The 2021 Dune is a new adaptation rather than a remake of Lynch’s work, and the early buzz has WINNER writ large all over it. Director Denis Villeneuve (Blade Runner 2049, Arrival) has managed to breathe life into Herbert’s opus in a way that most audience members will easily be able to follow the complex—some would even say convoluted—Dune story line.
The focus of Herbert’s 772-page epic is on young Paul Atreides (rising star Timothee Chalamet, whose breakout role came in Call Me by Your Name). He’s a brilliant young man whose family has taken on the stewardship of Arrakis, a planet considered the most dangerous—and coveted—in the universe. Arrakis is the only source of mélange, the most precious resource in existence, a spicy drug that manages to unlock humanity’s greatest potential.

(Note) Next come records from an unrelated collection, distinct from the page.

PR #808, opened 2024-03-12
PORTALS-3002: Upgrade Vite, TypeScript, tsup, esbuild

nickgros:
The goal was to just upgrade Vite, but we should also upgrade:
- esbuild - Vite uses esbuild, and we try to keep configs aligned, so we should try to keep them in sync
- tsup - Uses esbuild, same reasons
- TypeScript - the latest Vite changes required tsconfig changes. Upgrading TypeScript wasn't strictly required, but it ensured I wouldn't use deprecated/removed features as workarounds to new problems that we would have to re-address when upgrading TypeScript separately.

## Summary of changes:

Across entire project
- Upgrade TypeScript to v5.4.2
- Upgrade Vite to v5
- Upgrade Vite plugins to latest versions (except vite-plugin-node-polyfills)
- Upgrade tsup to v8
- Upgrade esbuild to v0.20
- Change tsconfig moduleResolution to "bundler" (Vite 5 compatibility) -

vite-config
- Replace @esbuild-plugins/node-globals-polyfill, @esbuild-plugins/node-modules-polyfill,rollup-plugin-polyfill-node with vite-plugin-node-polyfills. Pin to v0.17.0 because of davidmyersdev/vite-plugin-node-polyfills#81
- Update vite-plugin-svgr config to handle breaking changes in v4

synapse-react-client
- Expose ThemeTypes module augmentation via package.json `exports`
- Update storybook-vite config to use same SVGR config

apps
- Append `?url` to SVG imports used as URLs so they are handled by Vite
- Add 'vite/client' types for SVG URL import compatibility with TypeScript


apps/SageAccountWeb/src/components/CertificationQuiz.tsx
```diff
@@ -2,7 +2,7 @@ import React from 'react'
 import { Container } from 'react-bootstrap'
 import { Link } from 'react-router-dom'
 import { CertificationQuiz as Quiz } from 'synapse-react-client'
-import ReturnArrow from '../assets/ReturnArrow.svg'
+import ReturnArrow from '../assets/ReturnArrow.svg?url'
```
nickgros, line 5: Upgrading `vite-plugin-svgr` resulted in a breaking change -- the end result is that we cannot import SVGs as strings using the default export AND as React components using `import { ReactComponent as ...} from ...`.

However, Vite natively (no plugin required!) handles importing resource URLs if we add `?url`. The plugin was configured to still support using `import { ReactComponent as ... } from ...`.

apps/SageAccountWeb/src/components/CropImage.ts
```diff
@@ -1,4 +1,4 @@
-import { Area } from 'react-easy-crop/types'
+import { Area } from 'react-easy-crop'
```
nickgros, line 1: `/types` folder is not exported by `react-easy-crop`

apps/SageAccountWeb/tsconfig.json
```diff
@@ -8,7 +8,8 @@
     "resolveJsonModule": true,
     "isolatedModules": true,
     "noFallthroughCasesInSwitch": true,
-    "useUnknownInCatchVariables": false
+    "useUnknownInCatchVariables": false,
+    "types": ["vite/client"]
```
nickgros, line 12: Type support for `*.svg?url` imports

apps/portals/package.json
```diff
@@ -11,6 +11,7 @@
     "@react-hookz/web": "^23.1.0",
     "@sage-bionetworks/react-base-table": "^1.13.4",
     "@sage-bionetworks/synapse-types": "workspace:*",
+    "@tanstack/react-query": "5.22.2",
```
nickgros, line 14: Just relocated automatically by pnpm to be in lexicographical order--not changed

apps/portals/src/configurations/elportal/synapseConfigs/cohortbuilder.ts
```diff
@@ -10,8 +10,8 @@ import { handleSelectedFilesToParticipants } from './handleFilesToParticipants'
 import {
   QueryWrapperSynapsePlotProps,
   QueryWrapperSynapsePlotRowClickEvent,
-} from 'synapse-react-client/src/components/QueryWrapperPlotNav/QueryWrapperSynapsePlot'
```
nickgros, line 13: /src/components/... is not exported by synapse-react-client, so rewrite this import (synapse-react-client was also modified to export these types)

apps/portals/tsconfig.json
```diff
@@ -8,7 +8,9 @@
     "resolveJsonModule": true,
     "isolatedModules": true,
     "noFallthroughCasesInSwitch": true,
-    "noImplicitAny": false
+    "noImplicitAny": false,
+    "moduleResolution": "bundler",
```
nickgros, line 12: `"bundler"` is one of the values for `moduleResolution` permitted by Vite 5. It makes the most sense for all of the packages in this repo (the alternative is `'node16'`/`'nodenext'`)

packages/synapse-react-client/.storybook/main.ts
```diff
@@ -21,7 +21,7 @@ const config: StorybookConfig = {
     options: {
       strictMode: false,
       builder: {
-        viteConfigPath: './.storybook/storybook-vite.config.ts',
+        viteConfigPath: './.storybook/storybook-vite.config.mts',
```
nickgros, line 24: Moved Storybook Vite config to `.mts` so the Storybook manager treats it as an esm source

packages/synapse-react-client/.storybook/storybook-vite.config.mts
```diff
@@ -0,0 +1,6 @@
+import { defineConfig } from 'vite'
+import { vitestConfig } from 'vite-config'
+
+export default defineConfig(
+  vitestConfig,
```
nickgros, line 5: Remove custom storybook config and just use the same config we use for apps!

I think we had a custom config before because we adopted the Storybook + Vite integration when it was pretty nascent, and our app config didn't work in Storybook. That integration has since matured, and our shared config seems to work just fine now.

packages/synapse-react-client/jest.config.cjs
```diff
@@ -3,6 +3,7 @@ const esModules = [
   '@react-hook',
   'lodash-es',
   'nanoid',
+  'mui-one-time-password-input'
```
nickgros, line 6: Upgraded `mui-one-time-password-input` to v2, which only emits ESM. Need to account for that in the Jest config to allow our tests to run.

apps/SageAccountWeb/src/types.d.ts
```diff
@@ -1,2 +1,2 @@
-// Import from 'synapse-react-client/src' is fine here because this is type definitions only
-import 'synapse-react-client/src/theme/ThemeTypes'
+// Import MUI type augmentations from 'synapse-react-client' so we can use custom property values defined for our MUI theme
+import 'synapse-react-client/ThemeTypes'
```
nickgros, line 2: This was simplified in synapse-react-client so we don't have to follow the path

packages/synapse-react-client/package.json
```diff
@@ -14,10 +14,8 @@
       "import": "./dist/*",
       "require": "./dist/*"
     },
-    "./package.json": {
-      "import": "./package.json",
-      "require": "./package.json"
-    }
+    "./package.json": "./package.json",
+    "./ThemeTypes": "./src/theme/ThemeTypes.d.ts"
```
nickgros, line 18: Because we changed our TSConfig `moduleResolution` to now be `bundler`, the apps in the monorepo now use this `exports` block to locate scripts to import into those individual projects.

For this reason, apps can no longer import by doing `synapse-react-client/src/...`. We were trying to prevent this from happening before by convention, but now our TypeScript config enforces it.

For our MUI type augmentations to work (such as our custom Typography variant strings), the apps have to import this `ThemesType` declaration file. This entry allows consumers to import `synapse-react-client/ThemeTypes`.

Note that this isn't portable outside of the monorepo, because the `src` folder isn't uploaded to pnpm, but this is not a new problem.

packages/synapse-react-client/package.json
```diff
@@ -79,7 +77,7 @@
     "markdown-it-synapse-heading": "^1.0.1",
     "markdown-it-synapse-math": "^3.0.5",
     "markdown-it-synapse-table": "^1.0.6",
-    "mui-one-time-password-input": "1.1.0",
+    "mui-one-time-password-input": "^2.0.2",
```
nickgros, line 80: `mui-one-time-password-input` started causing tests to fail. I am not totally sure why, might be CJS/ESM/TypeScript compatibility issues. Upgrading to 2.0.2 and treating it as an ESM-only package seemed to solve all of the related problems.

packages/synapse-react-client/package.json
```diff
@@ -227,18 +225,18 @@
...
     "type-fest": "^3.13.0",
-    "typescript": "5.1.6",
+    "typescript": "5.4.2",
     "util": "^0.12.5",
-    "vite": "^4.5.2",
-    "vite-plugin-svgr": "^3.2.0",
+    "vite": "^5.1.6",
+    "vite-plugin-svgr": "^4.2.0",
     "vite-plugin-turbosnap": "^1.0.2",
+    "vite-config": "workspace:*",
```
nickgros, line 239: We are now using the shared vite-config for Storybook

packages/synapse-react-client/src/components/AccessRequirementList/AccessApprovalCheckMark.tsx
```diff
@@ -6,8 +6,7 @@ import {
 } from '@mui/icons-material'
 import Skeleton from '@mui/material/Skeleton'
 import ConditionalWrapper from '../utils/ConditionalWrapper'
-import { Avatar, AvatarProps, styled, SxProps, useTheme } from '@mui/material'
-import { StyledComponent } from '@emotion/styled/dist/emotion-styled.cjs'
```
nickgros, line 10: `dist/emotion-styled.cjs` is not exported by `@emotion/styled`, so just remove this type

packages/synapse-react-client/src/components/ChallengeSubmission/AvailableEvaluationQueueList.test.tsx
```diff
@@ -1,6 +1,5 @@
 import { render, screen } from '@testing-library/react'
 import userEvent from '@testing-library/user-event'
-import { UserEvent } from '@testing-library/user-event/dist/types/setup/setup'
```
nickgros, line 3: Use of non-exported type

packages/synapse-react-client/src/components/QueryWrapperPlotNav/index.ts
```diff
@@ -1,4 +1,16 @@
 import QueryWrapperPlotNav from './QueryWrapperPlotNav'
 import type { QueryWrapperPlotNavProps } from './QueryWrapperPlotNav'
-export { QueryWrapperPlotNav, QueryWrapperPlotNavProps }
+import QueryWrapperSynapsePlot from './QueryWrapperSynapsePlot'
+import type {
+  QueryWrapperSynapsePlotProps,
+  QueryWrapperSynapsePlotRowClickEvent,
+} from './QueryWrapperSynapsePlot'
```
nickgros, line 7: Re-export these types, which are used in portals

packages/synapse-react-client/src/synapse-client/SynapseClient.test.ts
```diff
@@ -67,6 +67,7 @@ describe('SynapseClient tests', () => {
 
   describe('fetch tests', () => {
     it('fetch error results in a nice network unavailable message', async () => {
+      doGetSpy.mockRestore()
```
nickgros, line 70: Fix a new test failure

packages/synapse-react-client/src/utils/hooks/useDetectSSOCode.test.ts
```diff
@@ -46,16 +47,30 @@ const mockBindOAuthProviderToAccount = jest.spyOn(
...
+}
+
 describe('useDetectSSOCode tests', () => {
+  function renderHook(
+    options: UseDetectSSOCodeOptions,
+    contextOverrides?: Partial<SynapseContextType>,
+  ) {
+    return _renderHook(() => useDetectSSOCode(options), {
+      wrapper: createWrapper(contextOverrides),
+    })
```
nickgros, line 62: This hook was recently changed and it now uses `useSynapseContext`. Instead of mocking `useSynapseContext` in just a few key tests, always use the real thing and contextually pass a fake context object depending on the test.

packages/synapse-react-client/src/utils/hooks/useDetectSSOCode.test.ts
```diff
@@ -95,18 +111,18 @@ describe('useDetectSSOCode tests', () => {
...
       '',
       `/?code=${authorizationCode}&provider=${OAUTH2_PROVIDERS.ORCID}`,
     )
     mockBindOAuthProviderToAccount.mockResolvedValue(successfulLoginResponse)
 
-    const hookReturn = renderHook(() => useDetectSSOCode({ onSignInComplete }))
+    const hookReturn = renderHook(
+      { onSignInComplete },
+      // User is logged in
+      AUTHENTICATED_CONTEXT,
```
nickgros, line 124: Supplying this context is not necessary but helps add context to the test

packages/vite-config/package.json
```diff
@@ -34,15 +34,13 @@
     }
   },
   "devDependencies": {
-    "@esbuild-plugins/node-globals-polyfill": "^0.2.3",
-    "@esbuild-plugins/node-modules-polyfill": "^0.2.2",
```
nickgros, line 38: These are not maintained anymore. Note we still use them to create the UMD bundle for synapse-react-client

packages/vite-config/package.json
```diff
@@ -34,15 +34,13 @@
...
-    "@vitejs/plugin-react": "^4.0.3",
-    "rollup-plugin-polyfill-node": "^0.12.0",
+    "@vitejs/plugin-react": "^4.2.1",
     "svgo": "^3.0.2",
-    "typescript": "5.1.6",
-    "vite": "^4.5.2",
-    "vite-plugin-svgr": "^3.2.0",
+    "typescript": "5.4.2",
+    "vite": "^5.1.6",
+    "vite-plugin-node-polyfills": "0.17.0",
```
nickgros, line 42: This plugin allows us to replace both the esbuild and rollup Node polyfill plugins.

Using v0.17 because there is a bug in later versions (currently v0.21)

packages/vite-config/src/vite-config.ts
```diff
@@ -17,18 +15,19 @@ export const config: UserConfig = {
...
-      plugins: [rollupNodePolyFill()],
-    },
   },
   plugins: [
     react(),
     svgr({
       svgrOptions: {
         plugins: ['@svgr/plugin-jsx'],
         ref: true,
+        exportType: 'named',
```
nickgros, line 25: `named` allows to use named imports as a React component, e.g. `import { ReactComponent as Foo } from 'foo.svg'`

packages/synapse-react-client/src/components/widgets/query-filter/EnumFacetFilter/EnumFacetFilter.integration.test.tsx
```diff
@@ -26,25 +19,13 @@ import { createWrapper } from '../../../../testutils/TestingLibraryUtils'
 import QueryWrapper from '../../../QueryWrapper'
 import { mockTableEntity } from '../../../../mocks/entity/mockTableEntity'
 import { DEBOUNCE_DELAY_MS } from '../../../../utils/hooks/useImmutableTableQuery/useImmutableTableQuery'
-
-jest.mock('../../../../synapse-client', () => {
```
nickgros, line 30: Tests started failing due to this mock breaking. Improved the test surface by using the data provided by mock-service-worker instead of mocking SynapseClient

packages/synapse-react-client/src/mocks/msw/handlers/entityHandlers.ts
```diff
@@ -30,6 +30,22 @@ import { SynapseApiResponse } from '../handlers'
...
+    normalizedPassedIds.includes(normalizeSynPrefix(entity.id)),
+  )
+}
+function getMatchingMockEntity(entityId: string): MockEntityData | undefined {
+  const matches = getMatchingMockEntities([entityId])
+  if (matches.length == 0) {
+    return undefined
+  }
+  return matches[0]
+}
```
nickgros, line 48: Update mock-service-worker functionality to be able to look up mock entities without a `syn` prefix.

packages/synapse-react-client/src/mocks/msw/handlers/entityHandlers.ts
```diff
@@ -231,11 +237,18 @@ export const getEntityHandlers = (backendOrigin: string) => [
...
-        )
-        .map(entity => entity.entityHeader)
+      const entityData: EntityHeader[] = referenceList.references
+        .map(ref => {
+          const entityHeader = getMatchingMockEntity(ref.targetId)?.entityHeader
+          if (entityHeader) {
+            return {
+              ...entityHeader,
+              // ID should match what is passed in (i.e. may or may not have syn prefix)
+              id: ref.targetId,
```
nickgros, line 247: Match behavior of the backend - if the client asks for `syn123`, the returned ID is `syn123`. If the client asks for `123`, the returned ID is `123`.

apps/SageAccountWeb/src/svg.d.ts
```diff
@@ -4,7 +4,4 @@ declare module '*.svg' {
   export const ReactComponent: React.FunctionComponent<
     React.SVGProps<SVGSVGElement> & { title?: string }
   >
-
-  const dataUrl: string
-  export default dataUrl
```
nickgros, line 9: This type of svg import no longer works (you need to import from `'path/to/foo.svg?url'`, so remove it from our custom type definitions

packages/synapse-react-client/src/mocks/msw/handlers/entityHandlers.ts
hallieswan: What do you think about logging a warning if multiple entities with the same id are found? Just wondering if it could help us catch when mock entities are added with ids that have already been used in existing mock entities

hallieswan (approved):
Looks good to me!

Not surprisingly, powerful and ruthless forces seek to wrest control of Arrakis and reap the benefits of mélange as well as control its trade. Atreides, born to fulfill a family prophesy, realizes he must conquer his near-crippling fears to effectively vanquish seemingly insurmountable foes.
The Warner Brothers film was, as with so many movies, delayed in 2020 because of the pandemic. Herbert’s honored creation—it won the inaugural Nebula Award for Best Novel—is now scheduled to open in theaters and on HBO Max on October 22.
Drawing on elements of ecology, philosophy and adventure, and powered by mind-bending psychedelic special effects, Villeneuve’s offering (budgeted at $200 million) will cover the first two thirds of Herbert’s tome; part two will conclude with the remainder of the story.